(Stored items)
----
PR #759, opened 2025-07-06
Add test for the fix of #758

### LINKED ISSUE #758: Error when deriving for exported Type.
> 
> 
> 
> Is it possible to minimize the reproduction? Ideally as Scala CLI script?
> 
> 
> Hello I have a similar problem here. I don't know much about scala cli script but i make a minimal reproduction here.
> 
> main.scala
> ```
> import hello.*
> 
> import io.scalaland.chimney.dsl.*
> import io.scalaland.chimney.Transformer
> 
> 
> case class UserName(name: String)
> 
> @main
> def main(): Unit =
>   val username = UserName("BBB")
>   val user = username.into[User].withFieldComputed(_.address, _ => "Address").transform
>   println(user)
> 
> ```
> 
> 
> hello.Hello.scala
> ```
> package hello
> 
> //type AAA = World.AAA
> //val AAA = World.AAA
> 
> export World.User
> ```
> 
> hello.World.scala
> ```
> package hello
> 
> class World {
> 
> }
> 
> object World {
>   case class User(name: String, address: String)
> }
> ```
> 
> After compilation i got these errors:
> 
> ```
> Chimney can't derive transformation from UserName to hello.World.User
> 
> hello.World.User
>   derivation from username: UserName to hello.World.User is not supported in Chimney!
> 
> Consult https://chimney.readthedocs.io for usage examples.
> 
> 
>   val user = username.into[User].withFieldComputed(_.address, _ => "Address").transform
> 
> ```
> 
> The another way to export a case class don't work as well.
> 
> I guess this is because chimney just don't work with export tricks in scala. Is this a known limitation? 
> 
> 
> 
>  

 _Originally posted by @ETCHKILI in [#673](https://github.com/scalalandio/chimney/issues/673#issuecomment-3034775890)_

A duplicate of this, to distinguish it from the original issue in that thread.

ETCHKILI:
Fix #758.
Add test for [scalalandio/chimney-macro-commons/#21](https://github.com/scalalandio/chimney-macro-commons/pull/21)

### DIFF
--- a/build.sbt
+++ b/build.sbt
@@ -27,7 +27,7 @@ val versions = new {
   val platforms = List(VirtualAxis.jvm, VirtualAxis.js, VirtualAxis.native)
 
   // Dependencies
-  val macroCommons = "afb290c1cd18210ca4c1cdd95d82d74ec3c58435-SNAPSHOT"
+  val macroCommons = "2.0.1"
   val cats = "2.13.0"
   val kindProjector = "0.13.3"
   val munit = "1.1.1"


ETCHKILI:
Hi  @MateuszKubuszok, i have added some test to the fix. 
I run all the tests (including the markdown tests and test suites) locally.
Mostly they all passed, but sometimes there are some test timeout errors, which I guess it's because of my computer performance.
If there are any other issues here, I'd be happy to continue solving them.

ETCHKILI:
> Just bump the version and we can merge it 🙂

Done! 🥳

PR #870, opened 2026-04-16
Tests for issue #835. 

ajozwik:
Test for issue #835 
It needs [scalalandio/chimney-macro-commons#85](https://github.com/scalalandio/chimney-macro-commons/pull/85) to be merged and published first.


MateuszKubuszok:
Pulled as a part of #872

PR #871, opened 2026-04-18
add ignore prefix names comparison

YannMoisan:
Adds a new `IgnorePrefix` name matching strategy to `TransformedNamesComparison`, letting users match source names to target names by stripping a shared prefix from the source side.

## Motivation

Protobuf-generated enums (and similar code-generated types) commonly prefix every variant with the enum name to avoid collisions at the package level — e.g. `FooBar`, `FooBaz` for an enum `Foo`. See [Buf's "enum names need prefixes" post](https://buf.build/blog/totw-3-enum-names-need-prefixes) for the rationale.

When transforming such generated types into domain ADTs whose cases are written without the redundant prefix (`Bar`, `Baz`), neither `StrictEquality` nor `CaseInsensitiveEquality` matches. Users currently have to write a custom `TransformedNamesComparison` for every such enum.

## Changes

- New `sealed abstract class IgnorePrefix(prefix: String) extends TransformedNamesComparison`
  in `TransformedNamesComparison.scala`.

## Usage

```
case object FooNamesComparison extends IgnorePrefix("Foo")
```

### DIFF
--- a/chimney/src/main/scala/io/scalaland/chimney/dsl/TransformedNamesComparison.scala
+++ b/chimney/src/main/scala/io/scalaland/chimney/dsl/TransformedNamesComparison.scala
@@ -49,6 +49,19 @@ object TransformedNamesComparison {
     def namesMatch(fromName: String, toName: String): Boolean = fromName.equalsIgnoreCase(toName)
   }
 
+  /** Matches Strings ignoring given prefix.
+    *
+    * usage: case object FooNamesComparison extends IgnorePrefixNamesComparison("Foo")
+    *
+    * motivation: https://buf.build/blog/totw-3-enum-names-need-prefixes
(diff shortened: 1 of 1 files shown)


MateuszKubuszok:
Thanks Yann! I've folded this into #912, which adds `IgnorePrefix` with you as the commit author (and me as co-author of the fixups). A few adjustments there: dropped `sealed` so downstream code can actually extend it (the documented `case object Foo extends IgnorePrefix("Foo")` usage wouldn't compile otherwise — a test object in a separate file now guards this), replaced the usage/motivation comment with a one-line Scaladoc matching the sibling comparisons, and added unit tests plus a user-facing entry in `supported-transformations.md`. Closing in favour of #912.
----
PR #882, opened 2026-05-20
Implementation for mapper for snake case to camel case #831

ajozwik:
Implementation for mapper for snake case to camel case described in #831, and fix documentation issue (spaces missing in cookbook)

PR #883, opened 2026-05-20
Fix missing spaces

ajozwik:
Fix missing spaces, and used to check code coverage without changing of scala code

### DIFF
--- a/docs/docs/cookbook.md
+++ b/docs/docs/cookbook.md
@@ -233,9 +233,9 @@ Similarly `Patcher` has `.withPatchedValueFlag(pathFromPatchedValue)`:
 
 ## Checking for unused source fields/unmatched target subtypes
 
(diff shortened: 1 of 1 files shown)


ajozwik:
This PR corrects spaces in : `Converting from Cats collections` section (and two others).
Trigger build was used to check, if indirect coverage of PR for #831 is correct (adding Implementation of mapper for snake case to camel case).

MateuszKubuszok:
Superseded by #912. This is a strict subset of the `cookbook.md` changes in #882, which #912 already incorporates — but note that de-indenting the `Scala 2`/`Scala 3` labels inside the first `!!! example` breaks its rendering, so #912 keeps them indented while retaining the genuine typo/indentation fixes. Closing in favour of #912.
----
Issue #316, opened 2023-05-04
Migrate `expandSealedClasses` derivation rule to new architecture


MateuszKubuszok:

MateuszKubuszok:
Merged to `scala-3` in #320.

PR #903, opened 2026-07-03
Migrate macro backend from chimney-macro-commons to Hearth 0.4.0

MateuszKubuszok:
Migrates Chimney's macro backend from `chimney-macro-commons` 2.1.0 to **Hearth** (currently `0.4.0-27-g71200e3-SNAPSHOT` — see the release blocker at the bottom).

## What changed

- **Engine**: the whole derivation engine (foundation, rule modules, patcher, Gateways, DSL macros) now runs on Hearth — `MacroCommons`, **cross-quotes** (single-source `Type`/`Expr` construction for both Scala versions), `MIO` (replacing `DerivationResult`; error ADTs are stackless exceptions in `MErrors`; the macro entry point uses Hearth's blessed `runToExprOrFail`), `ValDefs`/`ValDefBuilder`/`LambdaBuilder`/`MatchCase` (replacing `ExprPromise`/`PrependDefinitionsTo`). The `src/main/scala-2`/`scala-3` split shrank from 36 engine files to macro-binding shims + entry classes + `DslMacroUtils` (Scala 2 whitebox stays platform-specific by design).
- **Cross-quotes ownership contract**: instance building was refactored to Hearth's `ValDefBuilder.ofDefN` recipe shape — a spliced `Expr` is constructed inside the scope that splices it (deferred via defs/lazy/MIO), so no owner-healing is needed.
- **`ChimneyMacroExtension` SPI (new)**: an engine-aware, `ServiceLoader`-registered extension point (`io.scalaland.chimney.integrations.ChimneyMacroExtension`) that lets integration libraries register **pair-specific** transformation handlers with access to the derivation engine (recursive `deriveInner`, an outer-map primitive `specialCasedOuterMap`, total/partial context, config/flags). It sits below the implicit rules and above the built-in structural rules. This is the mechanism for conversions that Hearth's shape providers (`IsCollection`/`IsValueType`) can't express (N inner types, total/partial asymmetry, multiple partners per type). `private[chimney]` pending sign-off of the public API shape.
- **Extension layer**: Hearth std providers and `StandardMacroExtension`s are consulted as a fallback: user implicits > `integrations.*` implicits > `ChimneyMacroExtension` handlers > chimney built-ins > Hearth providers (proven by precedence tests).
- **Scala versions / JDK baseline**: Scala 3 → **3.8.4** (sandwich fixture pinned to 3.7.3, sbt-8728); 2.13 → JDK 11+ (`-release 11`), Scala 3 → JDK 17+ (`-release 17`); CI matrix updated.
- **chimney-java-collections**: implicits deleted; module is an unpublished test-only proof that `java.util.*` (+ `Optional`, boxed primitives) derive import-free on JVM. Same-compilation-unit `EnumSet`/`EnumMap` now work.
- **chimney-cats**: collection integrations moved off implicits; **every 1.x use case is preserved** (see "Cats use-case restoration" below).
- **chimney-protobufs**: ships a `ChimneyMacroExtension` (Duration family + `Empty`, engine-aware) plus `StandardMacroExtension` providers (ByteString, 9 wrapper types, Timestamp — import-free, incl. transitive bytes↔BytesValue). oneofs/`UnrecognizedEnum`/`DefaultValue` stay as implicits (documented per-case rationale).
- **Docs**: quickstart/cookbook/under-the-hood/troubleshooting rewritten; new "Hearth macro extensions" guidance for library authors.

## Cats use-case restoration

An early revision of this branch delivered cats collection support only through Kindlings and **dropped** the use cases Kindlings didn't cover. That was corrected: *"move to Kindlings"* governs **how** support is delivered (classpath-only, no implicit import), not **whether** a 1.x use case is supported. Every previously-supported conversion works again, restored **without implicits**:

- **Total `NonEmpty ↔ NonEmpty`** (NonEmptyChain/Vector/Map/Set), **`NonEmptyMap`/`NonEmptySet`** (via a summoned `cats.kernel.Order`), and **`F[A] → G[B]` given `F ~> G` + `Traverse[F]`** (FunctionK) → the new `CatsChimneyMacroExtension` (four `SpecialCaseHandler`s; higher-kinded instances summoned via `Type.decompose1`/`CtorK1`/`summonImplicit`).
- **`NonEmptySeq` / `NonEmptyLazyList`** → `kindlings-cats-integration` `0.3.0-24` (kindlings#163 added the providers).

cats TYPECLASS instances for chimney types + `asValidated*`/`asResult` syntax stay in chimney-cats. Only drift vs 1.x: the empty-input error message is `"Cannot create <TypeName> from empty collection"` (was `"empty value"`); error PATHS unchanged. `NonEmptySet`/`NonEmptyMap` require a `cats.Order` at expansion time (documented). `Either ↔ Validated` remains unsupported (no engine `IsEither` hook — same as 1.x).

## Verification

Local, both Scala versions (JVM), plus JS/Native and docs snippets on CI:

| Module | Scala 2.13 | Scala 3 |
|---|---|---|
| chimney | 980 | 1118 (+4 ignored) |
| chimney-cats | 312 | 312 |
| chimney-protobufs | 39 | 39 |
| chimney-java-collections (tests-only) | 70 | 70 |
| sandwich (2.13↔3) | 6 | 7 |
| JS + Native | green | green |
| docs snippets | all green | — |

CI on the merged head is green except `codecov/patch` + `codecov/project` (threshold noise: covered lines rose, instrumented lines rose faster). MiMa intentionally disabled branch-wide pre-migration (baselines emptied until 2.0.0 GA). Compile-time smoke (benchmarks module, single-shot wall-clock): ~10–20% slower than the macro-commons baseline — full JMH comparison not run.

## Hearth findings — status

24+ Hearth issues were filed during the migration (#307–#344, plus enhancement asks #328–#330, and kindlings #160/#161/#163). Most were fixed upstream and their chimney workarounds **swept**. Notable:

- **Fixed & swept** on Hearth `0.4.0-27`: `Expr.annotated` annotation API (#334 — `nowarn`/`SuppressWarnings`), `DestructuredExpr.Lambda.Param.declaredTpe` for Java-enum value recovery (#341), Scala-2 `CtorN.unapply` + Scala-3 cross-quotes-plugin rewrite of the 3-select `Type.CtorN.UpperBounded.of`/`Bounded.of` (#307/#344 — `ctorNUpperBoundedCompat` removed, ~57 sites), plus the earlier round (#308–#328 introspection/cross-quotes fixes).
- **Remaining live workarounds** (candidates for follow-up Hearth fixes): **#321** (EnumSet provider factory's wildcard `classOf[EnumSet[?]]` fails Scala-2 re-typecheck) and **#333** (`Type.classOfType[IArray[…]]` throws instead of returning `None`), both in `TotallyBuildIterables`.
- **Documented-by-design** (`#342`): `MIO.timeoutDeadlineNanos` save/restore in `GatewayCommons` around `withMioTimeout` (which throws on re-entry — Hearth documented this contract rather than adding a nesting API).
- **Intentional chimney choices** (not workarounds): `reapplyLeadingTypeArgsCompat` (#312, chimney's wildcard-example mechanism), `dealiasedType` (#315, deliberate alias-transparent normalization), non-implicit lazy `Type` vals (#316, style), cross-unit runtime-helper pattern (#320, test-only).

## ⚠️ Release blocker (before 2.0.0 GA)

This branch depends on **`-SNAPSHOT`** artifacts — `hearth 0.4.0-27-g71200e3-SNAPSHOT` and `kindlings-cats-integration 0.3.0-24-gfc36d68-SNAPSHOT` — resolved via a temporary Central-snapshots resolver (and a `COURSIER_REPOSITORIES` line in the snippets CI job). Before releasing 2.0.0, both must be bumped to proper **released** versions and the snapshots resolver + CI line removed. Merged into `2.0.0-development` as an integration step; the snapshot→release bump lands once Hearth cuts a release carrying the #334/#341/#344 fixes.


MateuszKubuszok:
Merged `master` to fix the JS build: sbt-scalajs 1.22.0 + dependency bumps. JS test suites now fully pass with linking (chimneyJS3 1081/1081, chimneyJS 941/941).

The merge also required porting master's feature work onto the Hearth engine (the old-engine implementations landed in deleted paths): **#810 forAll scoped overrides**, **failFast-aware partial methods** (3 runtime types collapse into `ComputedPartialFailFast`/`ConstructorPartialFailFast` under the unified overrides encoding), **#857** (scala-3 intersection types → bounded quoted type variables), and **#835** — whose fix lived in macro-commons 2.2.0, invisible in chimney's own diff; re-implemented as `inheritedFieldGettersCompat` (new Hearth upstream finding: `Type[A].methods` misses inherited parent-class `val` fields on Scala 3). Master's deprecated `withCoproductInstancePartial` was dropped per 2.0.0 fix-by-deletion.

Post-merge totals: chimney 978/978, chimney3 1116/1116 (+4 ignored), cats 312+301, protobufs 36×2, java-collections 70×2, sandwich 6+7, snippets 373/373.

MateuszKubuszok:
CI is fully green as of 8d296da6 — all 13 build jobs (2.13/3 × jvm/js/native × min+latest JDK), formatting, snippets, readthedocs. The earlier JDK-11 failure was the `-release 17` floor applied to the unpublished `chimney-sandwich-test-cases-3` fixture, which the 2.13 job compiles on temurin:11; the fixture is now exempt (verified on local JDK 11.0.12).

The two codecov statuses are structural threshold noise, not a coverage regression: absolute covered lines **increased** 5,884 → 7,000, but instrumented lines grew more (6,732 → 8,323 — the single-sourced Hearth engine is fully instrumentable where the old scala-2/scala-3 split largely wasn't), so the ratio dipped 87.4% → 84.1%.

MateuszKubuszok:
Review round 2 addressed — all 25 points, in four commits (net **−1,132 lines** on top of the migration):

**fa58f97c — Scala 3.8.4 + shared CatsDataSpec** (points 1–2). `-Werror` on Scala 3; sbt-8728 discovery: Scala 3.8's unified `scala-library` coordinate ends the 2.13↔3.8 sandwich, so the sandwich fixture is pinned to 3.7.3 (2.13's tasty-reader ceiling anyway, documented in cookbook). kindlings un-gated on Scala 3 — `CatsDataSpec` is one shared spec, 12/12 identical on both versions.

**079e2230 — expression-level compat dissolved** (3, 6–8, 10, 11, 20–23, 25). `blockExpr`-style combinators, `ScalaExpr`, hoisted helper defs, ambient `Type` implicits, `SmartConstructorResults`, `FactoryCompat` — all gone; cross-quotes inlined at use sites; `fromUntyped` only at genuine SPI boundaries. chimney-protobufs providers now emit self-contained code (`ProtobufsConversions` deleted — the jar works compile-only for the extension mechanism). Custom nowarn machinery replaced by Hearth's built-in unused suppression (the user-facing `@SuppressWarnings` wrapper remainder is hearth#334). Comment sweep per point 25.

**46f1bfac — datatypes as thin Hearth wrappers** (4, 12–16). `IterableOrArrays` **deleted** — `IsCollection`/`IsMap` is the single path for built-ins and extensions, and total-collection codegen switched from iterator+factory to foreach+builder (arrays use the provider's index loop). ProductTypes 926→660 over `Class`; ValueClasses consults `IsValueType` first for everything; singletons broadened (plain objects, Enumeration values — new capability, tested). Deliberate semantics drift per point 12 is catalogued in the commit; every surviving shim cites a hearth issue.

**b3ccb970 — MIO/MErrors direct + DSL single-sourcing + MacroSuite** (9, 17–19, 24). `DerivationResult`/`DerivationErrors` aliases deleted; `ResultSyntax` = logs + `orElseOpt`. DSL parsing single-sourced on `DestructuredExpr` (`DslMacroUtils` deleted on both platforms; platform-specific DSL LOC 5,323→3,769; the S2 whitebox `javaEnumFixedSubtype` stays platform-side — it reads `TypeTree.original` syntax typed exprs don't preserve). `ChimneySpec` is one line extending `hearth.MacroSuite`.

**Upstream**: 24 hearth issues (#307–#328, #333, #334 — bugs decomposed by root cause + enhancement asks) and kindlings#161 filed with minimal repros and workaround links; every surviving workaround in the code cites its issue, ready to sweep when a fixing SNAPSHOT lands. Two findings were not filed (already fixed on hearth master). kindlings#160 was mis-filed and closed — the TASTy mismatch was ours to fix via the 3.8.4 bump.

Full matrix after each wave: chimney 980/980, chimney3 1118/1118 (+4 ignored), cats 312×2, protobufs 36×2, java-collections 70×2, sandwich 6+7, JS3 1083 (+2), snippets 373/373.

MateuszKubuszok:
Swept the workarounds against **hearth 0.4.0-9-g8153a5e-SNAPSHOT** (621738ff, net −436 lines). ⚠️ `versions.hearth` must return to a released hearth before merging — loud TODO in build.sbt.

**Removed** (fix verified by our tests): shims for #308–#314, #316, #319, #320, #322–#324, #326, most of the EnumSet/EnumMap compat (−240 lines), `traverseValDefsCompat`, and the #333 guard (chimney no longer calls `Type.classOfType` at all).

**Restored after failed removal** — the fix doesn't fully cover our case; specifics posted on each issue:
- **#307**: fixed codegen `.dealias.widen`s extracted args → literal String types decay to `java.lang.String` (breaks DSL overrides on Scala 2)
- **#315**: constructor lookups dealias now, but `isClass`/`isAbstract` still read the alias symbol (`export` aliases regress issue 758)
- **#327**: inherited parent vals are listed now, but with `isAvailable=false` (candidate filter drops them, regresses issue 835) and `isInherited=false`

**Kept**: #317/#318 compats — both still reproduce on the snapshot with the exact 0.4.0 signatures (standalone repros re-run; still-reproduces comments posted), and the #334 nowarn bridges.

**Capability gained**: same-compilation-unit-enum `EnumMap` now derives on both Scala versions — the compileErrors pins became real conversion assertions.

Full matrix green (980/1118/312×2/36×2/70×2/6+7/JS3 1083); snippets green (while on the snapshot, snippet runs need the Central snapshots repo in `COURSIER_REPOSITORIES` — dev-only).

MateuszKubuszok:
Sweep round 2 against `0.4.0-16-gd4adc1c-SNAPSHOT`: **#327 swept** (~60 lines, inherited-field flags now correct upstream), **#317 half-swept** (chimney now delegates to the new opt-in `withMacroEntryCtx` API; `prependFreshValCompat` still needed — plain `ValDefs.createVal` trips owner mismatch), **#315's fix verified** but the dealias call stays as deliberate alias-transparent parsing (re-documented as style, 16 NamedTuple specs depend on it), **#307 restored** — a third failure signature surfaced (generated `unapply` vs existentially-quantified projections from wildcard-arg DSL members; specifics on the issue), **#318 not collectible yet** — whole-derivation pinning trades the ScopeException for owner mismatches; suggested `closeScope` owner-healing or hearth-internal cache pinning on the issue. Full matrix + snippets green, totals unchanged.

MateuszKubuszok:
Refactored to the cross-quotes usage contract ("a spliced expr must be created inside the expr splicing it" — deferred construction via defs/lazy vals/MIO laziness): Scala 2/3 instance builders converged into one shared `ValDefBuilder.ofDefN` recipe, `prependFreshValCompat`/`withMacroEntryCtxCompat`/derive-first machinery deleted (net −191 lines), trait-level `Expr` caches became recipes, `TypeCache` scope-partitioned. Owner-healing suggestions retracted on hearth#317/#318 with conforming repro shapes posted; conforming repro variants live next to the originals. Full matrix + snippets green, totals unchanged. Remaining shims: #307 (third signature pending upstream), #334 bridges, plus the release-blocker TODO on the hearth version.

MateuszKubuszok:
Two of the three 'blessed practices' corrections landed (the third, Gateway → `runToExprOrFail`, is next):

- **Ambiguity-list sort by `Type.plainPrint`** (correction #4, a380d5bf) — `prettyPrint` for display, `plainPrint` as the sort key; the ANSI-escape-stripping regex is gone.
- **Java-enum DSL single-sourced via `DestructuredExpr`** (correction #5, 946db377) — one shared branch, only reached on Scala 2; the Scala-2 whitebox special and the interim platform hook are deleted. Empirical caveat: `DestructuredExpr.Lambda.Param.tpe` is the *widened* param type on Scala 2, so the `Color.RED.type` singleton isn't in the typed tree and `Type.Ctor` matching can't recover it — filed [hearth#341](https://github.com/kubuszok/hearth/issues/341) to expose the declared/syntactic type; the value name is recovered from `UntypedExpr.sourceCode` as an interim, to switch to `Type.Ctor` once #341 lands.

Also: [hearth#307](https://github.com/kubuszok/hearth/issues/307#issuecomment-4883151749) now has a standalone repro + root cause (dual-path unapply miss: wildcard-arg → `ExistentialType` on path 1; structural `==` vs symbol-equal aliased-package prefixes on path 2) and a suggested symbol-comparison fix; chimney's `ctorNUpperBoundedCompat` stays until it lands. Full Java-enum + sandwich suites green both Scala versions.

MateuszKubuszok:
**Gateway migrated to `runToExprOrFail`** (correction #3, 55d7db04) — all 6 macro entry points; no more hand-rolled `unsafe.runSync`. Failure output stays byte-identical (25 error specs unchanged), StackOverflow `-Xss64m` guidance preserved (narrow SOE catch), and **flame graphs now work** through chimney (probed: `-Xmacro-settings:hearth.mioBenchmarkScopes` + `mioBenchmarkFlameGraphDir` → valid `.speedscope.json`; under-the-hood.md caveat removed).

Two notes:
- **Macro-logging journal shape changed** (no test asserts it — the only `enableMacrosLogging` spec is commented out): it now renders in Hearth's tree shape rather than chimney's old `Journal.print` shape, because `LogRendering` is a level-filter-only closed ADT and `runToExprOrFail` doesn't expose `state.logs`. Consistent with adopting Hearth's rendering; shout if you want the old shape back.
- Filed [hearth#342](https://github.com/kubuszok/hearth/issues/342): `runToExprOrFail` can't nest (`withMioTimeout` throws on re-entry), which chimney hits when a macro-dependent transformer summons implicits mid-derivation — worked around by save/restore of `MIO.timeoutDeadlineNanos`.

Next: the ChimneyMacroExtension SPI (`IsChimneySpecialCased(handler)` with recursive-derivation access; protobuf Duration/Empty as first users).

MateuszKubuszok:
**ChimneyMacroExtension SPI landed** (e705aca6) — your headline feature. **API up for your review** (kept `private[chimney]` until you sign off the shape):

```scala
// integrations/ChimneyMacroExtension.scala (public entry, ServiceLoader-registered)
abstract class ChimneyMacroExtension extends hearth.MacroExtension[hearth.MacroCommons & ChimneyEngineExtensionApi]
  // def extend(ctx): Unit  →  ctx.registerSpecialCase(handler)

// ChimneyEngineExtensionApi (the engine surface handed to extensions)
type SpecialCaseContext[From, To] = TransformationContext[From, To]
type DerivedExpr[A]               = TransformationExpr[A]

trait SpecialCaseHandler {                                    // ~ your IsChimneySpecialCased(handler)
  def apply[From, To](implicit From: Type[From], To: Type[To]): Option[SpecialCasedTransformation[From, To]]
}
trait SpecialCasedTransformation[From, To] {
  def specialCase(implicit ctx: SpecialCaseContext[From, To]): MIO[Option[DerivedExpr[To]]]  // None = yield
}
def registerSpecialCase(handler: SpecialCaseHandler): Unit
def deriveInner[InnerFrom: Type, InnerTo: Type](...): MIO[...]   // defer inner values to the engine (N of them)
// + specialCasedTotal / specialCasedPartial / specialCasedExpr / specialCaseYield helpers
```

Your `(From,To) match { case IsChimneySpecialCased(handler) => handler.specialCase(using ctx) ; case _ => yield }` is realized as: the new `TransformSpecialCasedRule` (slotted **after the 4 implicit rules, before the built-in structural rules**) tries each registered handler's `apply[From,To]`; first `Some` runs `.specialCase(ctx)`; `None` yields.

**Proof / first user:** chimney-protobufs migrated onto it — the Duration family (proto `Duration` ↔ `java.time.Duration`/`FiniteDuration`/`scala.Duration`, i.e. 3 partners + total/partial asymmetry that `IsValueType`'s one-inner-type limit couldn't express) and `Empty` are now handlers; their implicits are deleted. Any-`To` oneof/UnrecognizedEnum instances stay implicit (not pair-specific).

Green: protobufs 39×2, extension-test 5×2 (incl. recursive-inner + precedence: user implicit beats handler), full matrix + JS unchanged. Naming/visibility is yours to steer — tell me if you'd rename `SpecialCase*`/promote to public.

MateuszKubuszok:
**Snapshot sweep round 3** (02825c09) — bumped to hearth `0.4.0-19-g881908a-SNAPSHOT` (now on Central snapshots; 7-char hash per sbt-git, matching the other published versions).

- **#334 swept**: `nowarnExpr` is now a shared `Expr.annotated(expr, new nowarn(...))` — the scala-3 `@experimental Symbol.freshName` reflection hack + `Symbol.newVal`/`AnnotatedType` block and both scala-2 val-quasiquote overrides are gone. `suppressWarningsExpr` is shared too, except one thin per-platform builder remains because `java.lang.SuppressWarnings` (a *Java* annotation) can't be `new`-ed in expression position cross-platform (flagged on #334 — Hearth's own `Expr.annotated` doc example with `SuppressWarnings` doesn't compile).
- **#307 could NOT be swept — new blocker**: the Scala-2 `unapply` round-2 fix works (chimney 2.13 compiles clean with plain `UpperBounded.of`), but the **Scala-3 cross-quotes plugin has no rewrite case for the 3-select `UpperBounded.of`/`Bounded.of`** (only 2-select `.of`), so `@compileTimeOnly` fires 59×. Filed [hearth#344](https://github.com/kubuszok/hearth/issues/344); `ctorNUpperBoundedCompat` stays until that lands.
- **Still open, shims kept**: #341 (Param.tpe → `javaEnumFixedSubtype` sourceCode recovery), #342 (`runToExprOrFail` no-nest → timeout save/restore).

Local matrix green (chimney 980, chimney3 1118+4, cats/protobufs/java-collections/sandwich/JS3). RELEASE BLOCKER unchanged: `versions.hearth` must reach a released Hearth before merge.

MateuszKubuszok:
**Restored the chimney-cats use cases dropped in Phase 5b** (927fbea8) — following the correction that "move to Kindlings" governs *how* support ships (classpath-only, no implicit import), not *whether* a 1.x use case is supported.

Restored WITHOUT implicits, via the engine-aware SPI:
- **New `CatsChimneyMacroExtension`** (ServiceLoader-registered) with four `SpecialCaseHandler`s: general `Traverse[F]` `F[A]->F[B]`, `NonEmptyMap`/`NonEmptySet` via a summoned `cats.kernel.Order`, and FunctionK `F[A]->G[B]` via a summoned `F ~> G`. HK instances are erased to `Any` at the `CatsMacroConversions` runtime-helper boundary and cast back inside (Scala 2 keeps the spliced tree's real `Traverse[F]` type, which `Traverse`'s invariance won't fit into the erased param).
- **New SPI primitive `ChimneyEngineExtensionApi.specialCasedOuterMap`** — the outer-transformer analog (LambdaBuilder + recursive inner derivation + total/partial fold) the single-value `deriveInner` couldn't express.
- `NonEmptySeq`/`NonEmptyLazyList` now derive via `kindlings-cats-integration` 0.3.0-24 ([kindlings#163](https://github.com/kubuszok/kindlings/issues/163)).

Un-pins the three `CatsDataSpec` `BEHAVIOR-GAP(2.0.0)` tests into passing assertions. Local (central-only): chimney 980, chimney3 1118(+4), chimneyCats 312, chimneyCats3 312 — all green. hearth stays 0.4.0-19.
----
**EXERCISE AIM**
Where a line above holds the string "SpecialCaseContext", copy that line.

**REPLY TO THE TASK**
type SpecialCaseContext[From, To] = TransformationContext[From, To]
  def specialCase(implicit ctx: SpecialCaseContext[From, To]): MIO[Option[DerivedExpr[To]]]  // None = yield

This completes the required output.